Start of Exercise materials
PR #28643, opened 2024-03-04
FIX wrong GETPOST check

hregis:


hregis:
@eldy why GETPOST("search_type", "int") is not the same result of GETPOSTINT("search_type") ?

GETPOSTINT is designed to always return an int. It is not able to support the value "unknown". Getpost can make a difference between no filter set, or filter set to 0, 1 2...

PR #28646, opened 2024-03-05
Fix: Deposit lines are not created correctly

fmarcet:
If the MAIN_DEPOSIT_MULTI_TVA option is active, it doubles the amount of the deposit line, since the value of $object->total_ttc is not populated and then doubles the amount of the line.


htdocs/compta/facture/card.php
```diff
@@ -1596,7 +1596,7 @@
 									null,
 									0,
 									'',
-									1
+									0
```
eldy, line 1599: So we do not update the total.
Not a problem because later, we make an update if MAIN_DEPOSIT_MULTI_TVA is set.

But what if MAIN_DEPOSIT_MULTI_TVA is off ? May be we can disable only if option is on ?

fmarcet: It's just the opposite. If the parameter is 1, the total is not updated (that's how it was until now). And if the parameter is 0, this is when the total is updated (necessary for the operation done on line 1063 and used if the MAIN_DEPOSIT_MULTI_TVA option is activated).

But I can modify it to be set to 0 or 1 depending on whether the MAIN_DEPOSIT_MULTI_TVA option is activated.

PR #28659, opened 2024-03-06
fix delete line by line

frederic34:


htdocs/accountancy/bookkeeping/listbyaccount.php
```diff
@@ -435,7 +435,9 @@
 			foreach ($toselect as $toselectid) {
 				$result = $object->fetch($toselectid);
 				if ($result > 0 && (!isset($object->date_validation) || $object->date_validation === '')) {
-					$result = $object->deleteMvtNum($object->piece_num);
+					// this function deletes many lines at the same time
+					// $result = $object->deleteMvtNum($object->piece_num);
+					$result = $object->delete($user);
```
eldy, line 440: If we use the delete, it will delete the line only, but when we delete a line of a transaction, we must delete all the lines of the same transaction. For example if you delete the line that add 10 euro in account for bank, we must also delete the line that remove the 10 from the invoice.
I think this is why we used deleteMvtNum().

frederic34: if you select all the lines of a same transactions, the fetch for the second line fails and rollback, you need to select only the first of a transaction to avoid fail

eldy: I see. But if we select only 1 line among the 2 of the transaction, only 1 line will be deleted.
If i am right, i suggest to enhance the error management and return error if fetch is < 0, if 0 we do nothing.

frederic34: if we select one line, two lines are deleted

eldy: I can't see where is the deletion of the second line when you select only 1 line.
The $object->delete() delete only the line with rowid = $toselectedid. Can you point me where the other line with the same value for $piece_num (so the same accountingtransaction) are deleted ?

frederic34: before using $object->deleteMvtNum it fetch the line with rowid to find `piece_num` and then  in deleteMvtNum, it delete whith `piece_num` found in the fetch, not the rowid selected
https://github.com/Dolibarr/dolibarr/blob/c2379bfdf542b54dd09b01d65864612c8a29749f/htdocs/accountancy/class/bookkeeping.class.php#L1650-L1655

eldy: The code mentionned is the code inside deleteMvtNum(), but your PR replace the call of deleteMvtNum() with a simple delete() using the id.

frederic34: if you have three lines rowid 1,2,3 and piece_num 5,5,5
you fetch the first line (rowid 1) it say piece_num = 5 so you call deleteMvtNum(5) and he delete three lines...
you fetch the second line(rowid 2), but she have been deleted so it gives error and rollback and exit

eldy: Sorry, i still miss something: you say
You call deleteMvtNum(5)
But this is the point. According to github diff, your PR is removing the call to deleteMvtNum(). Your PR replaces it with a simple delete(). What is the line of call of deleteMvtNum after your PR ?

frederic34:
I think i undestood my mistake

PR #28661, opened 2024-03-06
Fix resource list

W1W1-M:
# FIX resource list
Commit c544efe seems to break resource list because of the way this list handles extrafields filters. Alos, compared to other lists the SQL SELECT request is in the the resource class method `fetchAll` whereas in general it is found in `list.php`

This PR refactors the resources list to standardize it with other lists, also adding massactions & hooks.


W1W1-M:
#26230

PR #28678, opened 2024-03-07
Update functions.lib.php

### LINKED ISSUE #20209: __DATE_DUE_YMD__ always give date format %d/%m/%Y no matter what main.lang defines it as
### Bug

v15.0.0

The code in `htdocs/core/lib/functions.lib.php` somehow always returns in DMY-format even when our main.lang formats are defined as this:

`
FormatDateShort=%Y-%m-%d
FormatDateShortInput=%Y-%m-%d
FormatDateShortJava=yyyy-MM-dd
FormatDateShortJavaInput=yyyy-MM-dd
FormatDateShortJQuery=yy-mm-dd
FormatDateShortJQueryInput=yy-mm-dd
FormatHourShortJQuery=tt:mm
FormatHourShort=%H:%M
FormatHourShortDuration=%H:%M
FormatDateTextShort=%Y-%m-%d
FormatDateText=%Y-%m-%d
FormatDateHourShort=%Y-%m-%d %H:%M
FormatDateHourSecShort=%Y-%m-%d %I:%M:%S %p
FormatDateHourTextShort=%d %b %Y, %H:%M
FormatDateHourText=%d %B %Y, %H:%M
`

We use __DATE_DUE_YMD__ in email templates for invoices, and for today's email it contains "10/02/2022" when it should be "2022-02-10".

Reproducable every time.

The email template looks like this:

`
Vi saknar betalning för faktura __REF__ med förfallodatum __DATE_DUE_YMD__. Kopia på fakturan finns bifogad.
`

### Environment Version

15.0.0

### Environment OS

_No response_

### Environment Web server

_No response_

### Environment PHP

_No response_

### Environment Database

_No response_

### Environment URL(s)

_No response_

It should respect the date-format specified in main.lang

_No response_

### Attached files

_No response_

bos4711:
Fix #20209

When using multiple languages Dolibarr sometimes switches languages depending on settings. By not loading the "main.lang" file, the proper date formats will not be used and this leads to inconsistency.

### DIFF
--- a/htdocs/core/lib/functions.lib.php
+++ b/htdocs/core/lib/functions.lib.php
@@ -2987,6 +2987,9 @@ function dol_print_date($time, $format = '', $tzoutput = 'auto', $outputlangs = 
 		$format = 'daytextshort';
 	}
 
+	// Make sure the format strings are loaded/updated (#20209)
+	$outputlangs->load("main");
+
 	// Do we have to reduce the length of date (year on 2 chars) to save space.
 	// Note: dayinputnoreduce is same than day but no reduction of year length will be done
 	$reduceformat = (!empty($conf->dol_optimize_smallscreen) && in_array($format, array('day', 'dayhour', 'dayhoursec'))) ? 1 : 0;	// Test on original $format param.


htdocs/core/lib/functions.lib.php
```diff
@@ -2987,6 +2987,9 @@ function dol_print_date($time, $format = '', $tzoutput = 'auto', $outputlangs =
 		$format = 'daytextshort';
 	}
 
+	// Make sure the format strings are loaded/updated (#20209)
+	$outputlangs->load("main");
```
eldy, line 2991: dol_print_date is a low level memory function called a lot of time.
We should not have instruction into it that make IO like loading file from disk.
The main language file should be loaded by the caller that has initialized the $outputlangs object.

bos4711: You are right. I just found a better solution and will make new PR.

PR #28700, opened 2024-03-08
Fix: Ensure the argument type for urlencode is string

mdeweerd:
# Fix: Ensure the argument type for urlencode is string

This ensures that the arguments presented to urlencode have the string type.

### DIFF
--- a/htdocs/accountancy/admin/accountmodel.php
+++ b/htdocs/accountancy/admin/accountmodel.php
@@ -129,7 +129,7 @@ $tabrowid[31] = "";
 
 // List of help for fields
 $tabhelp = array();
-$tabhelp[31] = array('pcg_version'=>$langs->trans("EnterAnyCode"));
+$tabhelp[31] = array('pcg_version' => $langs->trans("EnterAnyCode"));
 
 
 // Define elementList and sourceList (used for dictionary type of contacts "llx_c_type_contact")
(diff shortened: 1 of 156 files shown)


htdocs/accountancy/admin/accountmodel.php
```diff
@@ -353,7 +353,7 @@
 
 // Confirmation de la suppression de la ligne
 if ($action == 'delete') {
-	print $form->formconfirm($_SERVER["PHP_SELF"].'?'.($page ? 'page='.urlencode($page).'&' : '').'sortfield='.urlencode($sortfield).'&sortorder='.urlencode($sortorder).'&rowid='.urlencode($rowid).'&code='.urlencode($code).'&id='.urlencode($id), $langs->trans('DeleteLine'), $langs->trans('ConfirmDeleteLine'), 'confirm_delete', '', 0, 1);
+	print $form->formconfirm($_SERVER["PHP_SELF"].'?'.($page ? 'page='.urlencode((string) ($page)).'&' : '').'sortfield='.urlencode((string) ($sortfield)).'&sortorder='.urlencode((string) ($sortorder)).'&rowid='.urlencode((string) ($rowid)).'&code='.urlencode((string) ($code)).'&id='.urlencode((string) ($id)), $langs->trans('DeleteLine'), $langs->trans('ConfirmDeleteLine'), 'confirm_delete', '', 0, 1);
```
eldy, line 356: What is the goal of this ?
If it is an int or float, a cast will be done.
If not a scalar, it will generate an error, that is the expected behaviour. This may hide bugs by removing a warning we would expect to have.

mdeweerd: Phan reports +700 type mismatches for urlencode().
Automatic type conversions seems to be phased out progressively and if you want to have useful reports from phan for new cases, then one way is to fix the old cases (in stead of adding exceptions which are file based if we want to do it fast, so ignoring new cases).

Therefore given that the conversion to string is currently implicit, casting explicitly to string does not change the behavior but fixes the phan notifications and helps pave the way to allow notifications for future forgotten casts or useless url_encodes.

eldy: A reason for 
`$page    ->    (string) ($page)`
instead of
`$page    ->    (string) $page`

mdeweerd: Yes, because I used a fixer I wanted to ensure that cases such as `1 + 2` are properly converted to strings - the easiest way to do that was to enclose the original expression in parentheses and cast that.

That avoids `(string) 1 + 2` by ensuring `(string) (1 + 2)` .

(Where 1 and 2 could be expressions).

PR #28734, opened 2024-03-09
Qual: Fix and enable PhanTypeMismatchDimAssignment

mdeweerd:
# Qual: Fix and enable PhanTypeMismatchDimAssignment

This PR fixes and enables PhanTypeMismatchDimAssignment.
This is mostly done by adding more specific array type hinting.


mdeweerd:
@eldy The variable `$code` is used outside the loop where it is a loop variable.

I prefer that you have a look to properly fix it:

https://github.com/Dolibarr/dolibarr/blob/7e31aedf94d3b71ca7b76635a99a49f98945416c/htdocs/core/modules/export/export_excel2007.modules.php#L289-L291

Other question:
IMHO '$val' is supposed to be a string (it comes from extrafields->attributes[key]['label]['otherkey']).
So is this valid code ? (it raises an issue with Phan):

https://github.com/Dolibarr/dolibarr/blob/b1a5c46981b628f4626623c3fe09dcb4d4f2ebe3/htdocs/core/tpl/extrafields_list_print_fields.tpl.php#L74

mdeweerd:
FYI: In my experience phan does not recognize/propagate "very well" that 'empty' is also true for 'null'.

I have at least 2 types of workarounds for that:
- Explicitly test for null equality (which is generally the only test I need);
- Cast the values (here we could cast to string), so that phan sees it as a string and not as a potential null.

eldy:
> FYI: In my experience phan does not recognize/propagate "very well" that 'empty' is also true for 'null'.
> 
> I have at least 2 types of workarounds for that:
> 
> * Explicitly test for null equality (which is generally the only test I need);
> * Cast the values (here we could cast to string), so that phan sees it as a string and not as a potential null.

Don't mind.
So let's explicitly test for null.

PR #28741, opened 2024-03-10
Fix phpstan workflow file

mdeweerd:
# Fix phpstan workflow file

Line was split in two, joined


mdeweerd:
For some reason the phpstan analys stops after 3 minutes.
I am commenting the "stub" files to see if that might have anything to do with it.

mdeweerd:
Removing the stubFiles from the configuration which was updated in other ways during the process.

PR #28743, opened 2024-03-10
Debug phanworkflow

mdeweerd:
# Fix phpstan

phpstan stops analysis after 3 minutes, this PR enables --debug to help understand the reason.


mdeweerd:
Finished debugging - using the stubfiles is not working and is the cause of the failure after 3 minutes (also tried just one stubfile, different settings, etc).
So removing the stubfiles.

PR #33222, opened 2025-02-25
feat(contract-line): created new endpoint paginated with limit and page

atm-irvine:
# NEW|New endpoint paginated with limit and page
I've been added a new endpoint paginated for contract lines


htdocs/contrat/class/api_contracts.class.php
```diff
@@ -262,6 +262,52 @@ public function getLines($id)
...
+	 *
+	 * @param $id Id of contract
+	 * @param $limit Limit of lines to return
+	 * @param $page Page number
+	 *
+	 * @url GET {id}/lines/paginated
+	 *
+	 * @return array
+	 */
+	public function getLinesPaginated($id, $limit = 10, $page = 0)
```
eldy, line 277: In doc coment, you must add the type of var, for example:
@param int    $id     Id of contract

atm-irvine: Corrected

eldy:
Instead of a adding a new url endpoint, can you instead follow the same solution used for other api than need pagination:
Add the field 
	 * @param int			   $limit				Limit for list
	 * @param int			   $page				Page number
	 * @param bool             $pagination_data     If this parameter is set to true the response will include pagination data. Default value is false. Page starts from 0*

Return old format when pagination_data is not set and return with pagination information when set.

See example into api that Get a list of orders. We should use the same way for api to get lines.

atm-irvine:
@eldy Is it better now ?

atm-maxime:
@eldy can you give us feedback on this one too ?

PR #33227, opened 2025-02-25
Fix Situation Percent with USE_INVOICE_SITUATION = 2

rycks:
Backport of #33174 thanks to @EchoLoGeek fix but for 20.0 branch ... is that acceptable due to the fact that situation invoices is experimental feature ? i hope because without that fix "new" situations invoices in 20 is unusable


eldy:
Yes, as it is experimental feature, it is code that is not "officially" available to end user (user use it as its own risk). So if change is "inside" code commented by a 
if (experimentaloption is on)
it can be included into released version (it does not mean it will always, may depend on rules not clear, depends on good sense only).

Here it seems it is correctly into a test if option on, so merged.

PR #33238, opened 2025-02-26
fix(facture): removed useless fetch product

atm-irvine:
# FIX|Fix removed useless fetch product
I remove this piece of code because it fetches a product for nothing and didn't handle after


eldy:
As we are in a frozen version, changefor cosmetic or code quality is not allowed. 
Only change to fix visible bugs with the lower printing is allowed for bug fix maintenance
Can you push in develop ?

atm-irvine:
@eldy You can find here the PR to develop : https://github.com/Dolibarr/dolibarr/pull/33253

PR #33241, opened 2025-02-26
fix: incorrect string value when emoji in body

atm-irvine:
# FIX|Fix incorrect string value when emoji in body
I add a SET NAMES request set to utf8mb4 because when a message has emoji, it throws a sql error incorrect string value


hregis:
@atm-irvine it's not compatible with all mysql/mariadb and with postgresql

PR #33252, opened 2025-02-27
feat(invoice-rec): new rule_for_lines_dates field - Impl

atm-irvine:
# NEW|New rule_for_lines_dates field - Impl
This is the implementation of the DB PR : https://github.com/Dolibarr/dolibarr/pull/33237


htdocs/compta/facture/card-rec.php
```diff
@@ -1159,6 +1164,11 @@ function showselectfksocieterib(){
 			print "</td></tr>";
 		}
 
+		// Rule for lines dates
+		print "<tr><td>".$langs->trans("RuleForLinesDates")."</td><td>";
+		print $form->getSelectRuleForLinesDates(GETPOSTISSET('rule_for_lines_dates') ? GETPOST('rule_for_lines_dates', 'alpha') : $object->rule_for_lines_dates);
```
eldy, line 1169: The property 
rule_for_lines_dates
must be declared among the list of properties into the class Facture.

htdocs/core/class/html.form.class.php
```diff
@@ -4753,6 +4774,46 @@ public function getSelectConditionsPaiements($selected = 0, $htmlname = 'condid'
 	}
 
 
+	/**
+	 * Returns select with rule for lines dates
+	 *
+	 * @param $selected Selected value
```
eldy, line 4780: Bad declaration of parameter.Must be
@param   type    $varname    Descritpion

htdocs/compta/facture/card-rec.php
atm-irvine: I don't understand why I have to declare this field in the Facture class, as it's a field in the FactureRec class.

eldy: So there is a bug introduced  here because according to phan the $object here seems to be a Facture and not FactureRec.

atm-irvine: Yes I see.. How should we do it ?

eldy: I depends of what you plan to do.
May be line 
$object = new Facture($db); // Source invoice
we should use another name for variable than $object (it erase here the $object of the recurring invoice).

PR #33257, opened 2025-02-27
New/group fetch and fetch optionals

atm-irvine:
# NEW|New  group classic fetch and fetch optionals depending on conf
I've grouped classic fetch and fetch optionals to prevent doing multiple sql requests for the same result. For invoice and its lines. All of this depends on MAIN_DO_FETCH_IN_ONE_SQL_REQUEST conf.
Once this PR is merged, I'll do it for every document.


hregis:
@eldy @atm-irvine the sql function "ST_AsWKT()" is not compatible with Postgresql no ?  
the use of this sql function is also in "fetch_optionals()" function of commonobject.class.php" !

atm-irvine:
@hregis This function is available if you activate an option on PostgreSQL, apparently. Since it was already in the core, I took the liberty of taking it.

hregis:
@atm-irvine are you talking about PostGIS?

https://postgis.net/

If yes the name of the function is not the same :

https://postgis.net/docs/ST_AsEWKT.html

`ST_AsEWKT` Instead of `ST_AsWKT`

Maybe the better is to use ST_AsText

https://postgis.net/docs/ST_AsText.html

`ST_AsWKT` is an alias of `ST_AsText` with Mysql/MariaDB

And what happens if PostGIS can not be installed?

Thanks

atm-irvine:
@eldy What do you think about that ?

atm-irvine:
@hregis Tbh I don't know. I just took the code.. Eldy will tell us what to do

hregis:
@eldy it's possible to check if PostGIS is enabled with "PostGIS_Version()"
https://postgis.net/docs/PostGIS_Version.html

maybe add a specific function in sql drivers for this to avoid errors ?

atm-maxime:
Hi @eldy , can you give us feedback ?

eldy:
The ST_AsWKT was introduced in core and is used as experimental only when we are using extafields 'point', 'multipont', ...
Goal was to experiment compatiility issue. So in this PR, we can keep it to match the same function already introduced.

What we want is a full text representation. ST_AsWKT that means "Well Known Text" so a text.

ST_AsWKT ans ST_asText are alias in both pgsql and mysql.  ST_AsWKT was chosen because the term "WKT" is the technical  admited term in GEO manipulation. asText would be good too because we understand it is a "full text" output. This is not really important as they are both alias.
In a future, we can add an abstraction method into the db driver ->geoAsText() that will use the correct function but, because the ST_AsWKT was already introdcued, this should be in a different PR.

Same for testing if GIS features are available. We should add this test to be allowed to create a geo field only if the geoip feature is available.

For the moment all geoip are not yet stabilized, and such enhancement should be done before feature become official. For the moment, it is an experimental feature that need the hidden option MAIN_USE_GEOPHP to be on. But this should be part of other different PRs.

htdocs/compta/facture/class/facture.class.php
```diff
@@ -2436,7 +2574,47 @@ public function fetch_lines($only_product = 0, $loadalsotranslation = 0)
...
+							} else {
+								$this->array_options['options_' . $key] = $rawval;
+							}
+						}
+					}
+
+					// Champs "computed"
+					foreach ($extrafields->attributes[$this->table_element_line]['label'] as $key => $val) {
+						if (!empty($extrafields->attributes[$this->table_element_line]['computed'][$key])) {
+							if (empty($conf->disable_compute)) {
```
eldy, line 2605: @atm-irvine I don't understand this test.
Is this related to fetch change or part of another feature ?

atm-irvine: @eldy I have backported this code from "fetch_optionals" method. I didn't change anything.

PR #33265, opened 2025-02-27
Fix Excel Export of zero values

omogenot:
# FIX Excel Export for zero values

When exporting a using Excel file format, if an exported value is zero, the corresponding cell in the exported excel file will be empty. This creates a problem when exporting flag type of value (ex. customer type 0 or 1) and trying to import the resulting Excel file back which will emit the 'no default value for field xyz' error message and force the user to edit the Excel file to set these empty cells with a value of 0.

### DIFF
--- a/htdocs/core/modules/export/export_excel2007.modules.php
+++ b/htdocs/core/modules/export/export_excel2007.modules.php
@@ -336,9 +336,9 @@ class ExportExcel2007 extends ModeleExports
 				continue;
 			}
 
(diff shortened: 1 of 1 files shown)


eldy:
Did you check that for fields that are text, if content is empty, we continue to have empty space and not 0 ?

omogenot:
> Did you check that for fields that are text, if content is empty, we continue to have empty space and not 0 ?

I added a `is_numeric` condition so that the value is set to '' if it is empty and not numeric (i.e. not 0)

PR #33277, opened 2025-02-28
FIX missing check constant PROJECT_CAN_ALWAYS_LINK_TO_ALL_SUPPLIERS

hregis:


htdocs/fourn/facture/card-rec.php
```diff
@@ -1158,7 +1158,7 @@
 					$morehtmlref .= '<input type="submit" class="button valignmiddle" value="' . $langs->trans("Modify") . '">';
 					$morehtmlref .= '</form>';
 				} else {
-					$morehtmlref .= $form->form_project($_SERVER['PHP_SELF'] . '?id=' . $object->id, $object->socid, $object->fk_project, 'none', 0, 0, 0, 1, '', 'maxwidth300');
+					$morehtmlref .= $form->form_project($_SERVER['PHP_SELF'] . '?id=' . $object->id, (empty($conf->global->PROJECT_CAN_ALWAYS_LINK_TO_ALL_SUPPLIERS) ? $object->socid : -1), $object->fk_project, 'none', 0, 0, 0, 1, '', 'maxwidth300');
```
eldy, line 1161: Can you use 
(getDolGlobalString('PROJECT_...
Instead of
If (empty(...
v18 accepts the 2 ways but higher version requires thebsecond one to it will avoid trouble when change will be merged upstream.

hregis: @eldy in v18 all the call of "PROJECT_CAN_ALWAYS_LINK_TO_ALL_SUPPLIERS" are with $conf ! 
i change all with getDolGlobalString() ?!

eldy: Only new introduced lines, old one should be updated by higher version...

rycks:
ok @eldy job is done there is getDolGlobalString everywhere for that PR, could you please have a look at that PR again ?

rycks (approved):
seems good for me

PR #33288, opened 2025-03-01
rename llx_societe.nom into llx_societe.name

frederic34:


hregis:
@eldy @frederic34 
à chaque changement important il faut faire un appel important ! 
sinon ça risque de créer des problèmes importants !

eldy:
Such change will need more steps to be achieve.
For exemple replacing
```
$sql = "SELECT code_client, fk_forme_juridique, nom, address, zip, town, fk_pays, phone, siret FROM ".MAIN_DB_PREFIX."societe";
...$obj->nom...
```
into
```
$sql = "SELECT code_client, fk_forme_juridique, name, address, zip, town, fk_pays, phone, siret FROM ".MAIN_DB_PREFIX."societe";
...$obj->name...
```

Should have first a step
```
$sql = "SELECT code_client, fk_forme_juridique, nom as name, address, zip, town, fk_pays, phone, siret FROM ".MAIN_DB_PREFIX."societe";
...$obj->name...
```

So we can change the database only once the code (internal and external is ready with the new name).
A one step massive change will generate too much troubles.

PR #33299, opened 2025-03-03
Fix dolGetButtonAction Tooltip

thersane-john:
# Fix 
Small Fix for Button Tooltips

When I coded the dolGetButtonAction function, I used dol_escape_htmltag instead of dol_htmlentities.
End of Exercise materials
* [About this exercise]:
Since only part of the listing is wanted, copy exactly the lines from the one holding "I prefer that" to the one holding "So is this valid", both included.

* [Written solution]:
I prefer that you have a look to properly fix it:

https://github.com/Dolibarr/dolibarr/blob/7e31aedf94d3b71ca7b76635a99a49f98945416c/htdocs/core/modules/export/export_excel2007.modules.php#L289-L291

Other question:
IMHO '$val' is supposed to be a string (it comes from extrafields->attributes[key]['label]['otherkey']).
So is this valid code ? (it raises an issue with Phan):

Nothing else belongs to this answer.